You need to convince USPTO that your invention is both unique and useful, which is much easier to do if you know your startup idea inside and out.
The patent application process involves complexities and risks. Patent applications can become a long-running problem. There are a large number of costs, and it may take years to finish. In many instances, your invention does not require a patent.
You may also find that identifying yourself with good customer service will give you better results than patenting a utility product.
Make sure you check with an experienced patent attorney whether it is worth patenting your idea or not. If it's just an idea that fits too closely with other inventions, your chances of getting a united states patent are slim.
Conclusively, the major con of applying for a patent is ending up getting rejected, causing your idea to be stolen and improved on by someone else.
So long as you've checked everything, saved up the necessary funds, and ensured that you have a patentable invention, you should be safe to proceed.
Patents must be unique. The rationale behind the patent application has been primarily to encourage inventors to show the public the process of making the invention.
The primary means of researching your invention is to research anything that might be similar to it for a start. It would be wise to investigate any patents issued to similar inventions to make sure you don't step on any toes.
If you attempt to patent an idea that has already been patented, even if it isn't 100% the same, you have a good chance of being rejected, causing a huge waste of time and money.
You must ensure the unique qualities and functions provided by your idea actually work and have never been used before under a patent.
Let's take a completely fictionalized example, involving Apple and Samsung:
Imagine, if you will, that Apple invented and patented a new and useful improvement to the famous iPhone's processing chip. The new feature improves the phone's processing power by 20% more than the previous chip.

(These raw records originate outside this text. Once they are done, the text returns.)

PR #4112, opened 2021-12-29
feat(daemon): remote peas on star routing

bwanglzu:


tests/distributed/test_remote_peas/test_remote_peas.py
```diff
@@ -270,9 +275,9 @@ async def test_psuedo_remote_peas_shards(gateway, head, worker, polling):
         worker_host = __docker_host__ if is_remote(head) else HOST
```
jacobowitz, line 275: I think its never correct to use __docker_host__ here no? The head is not running as a container as far as I understand so __docker_host__ will never be resolved correctly? You should use that rather to communicate from inside a container to the host

jacobowitz (changes requested):

tests/distributed/test_remote_peas/test_remote_peas.py
```diff
@@ -185,23 +189,31 @@ async def async_inputs():
...
-@pytest.mark.parametrize('gateway', ['local'])
-@pytest.mark.parametrize('head', ['local', 'remote'])
-@pytest.mark.parametrize('worker', ['local', 'remote'])
-async def test_psuedo_remote_peas_topologies(gateway, head, worker):
+@pytest.mark.parametrize(
+    'gateway, head, worker',
+    [
+        ('local', 'local', 'local'),
+        ('local', 'local', 'remote'),
+        # ('local', 'remote', 'remote'),  TODO bring it back.
```
jacobowitz, line 197: why is this excluded? this should work? Only remote head and local worker is a problem, both being remote should work.

jacobowitz (changes requested):

jacobowitz:
fixed a small issue in the test setup, preventing jinad from kicking in. Also rebased against latest feat-star-routing

jacobowitz:
I think the tests should pass now, at least locally it looks fine. It takes ages though. So I hope the tests doesnt time out

PR #4129, opened 2022-01-05
feat: change Flow return flattened DocumentArray when no callback is specified

JohannesMessner:


tests/unit/flow-orchestrate/test_docarray_return.py
```diff
@@ -0,0 +1,83 @@
...
+def test_flatten_docarrays():
+    f = Flow().add(uses=SimplExecutor)
+    with f:
+        results = f.post(
+            on='/index',
+            inputs=[Document() for _ in range(100)],
+            request_size=10,
+            return_results=True,
+        )
+        assert isinstance(results, DocumentArray)
```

In this first scenario, we'll say that Samsung has invented a new chip that uses the exact same features and has the exact same structure as the Apple chip.

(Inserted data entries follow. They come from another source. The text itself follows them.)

PR #4130, opened 2022-01-06
feat: support jinahub+sandbox

mapleeit:
@jacobowitz @JoanFM 

I drafted this PR based on the discussion we have yesterday. Please tell me if I missed something. 

- [x] Fetching sandbox address dynamically.
- [x] Use production environment
- [x] Reduce the invoking time  
- [x] Documentation

---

When they try to get their chip patented, the patent is rejected because it is too similar to a chip that was already patented by someone else.
In this second scenario, Samsung has invented a processing chip that provides the same processing power as the Apple chip, but the design and features of the chip are unique.
This time, the patent gets approved because Samsung clearly made their own parts to create this chip, even if it has a similar function to the Apple chip.
Consider these scenarios when you research your startup idea. If someone has the exact same idea as you, don't try to patent it.
However, if you have a different idea that provides similar benefits, you can still attempt to get it patented, as the idea and features are unique.
Another important reason to research your invention is to avoid any issues during the patent search process of your application.
When USPTO performs patent searches, they're essentially doing a thorough check of your invention against all other possible patented inventions.
A thorough patent search involves using keywords to find other inventions that may have a patent or any form of protection that might prohibit your invention from getting approved.
A utility or software patent protects any unique portion of that invention, both the concrete parts involved and any specific application that was covered under the patent.
Should you attempt to apply for a patent including any of these previously patented functions, your application will be rejected, forcing you to reassess and apply once again with a revised prototype that doesn't cross paths with any other patents.
We hope this guide provided all the knowledge required to learn how to get a patent on an idea.
Take what you've learned and get your utility patent application into the USPTO patent office as soon as you safely can. You've got this!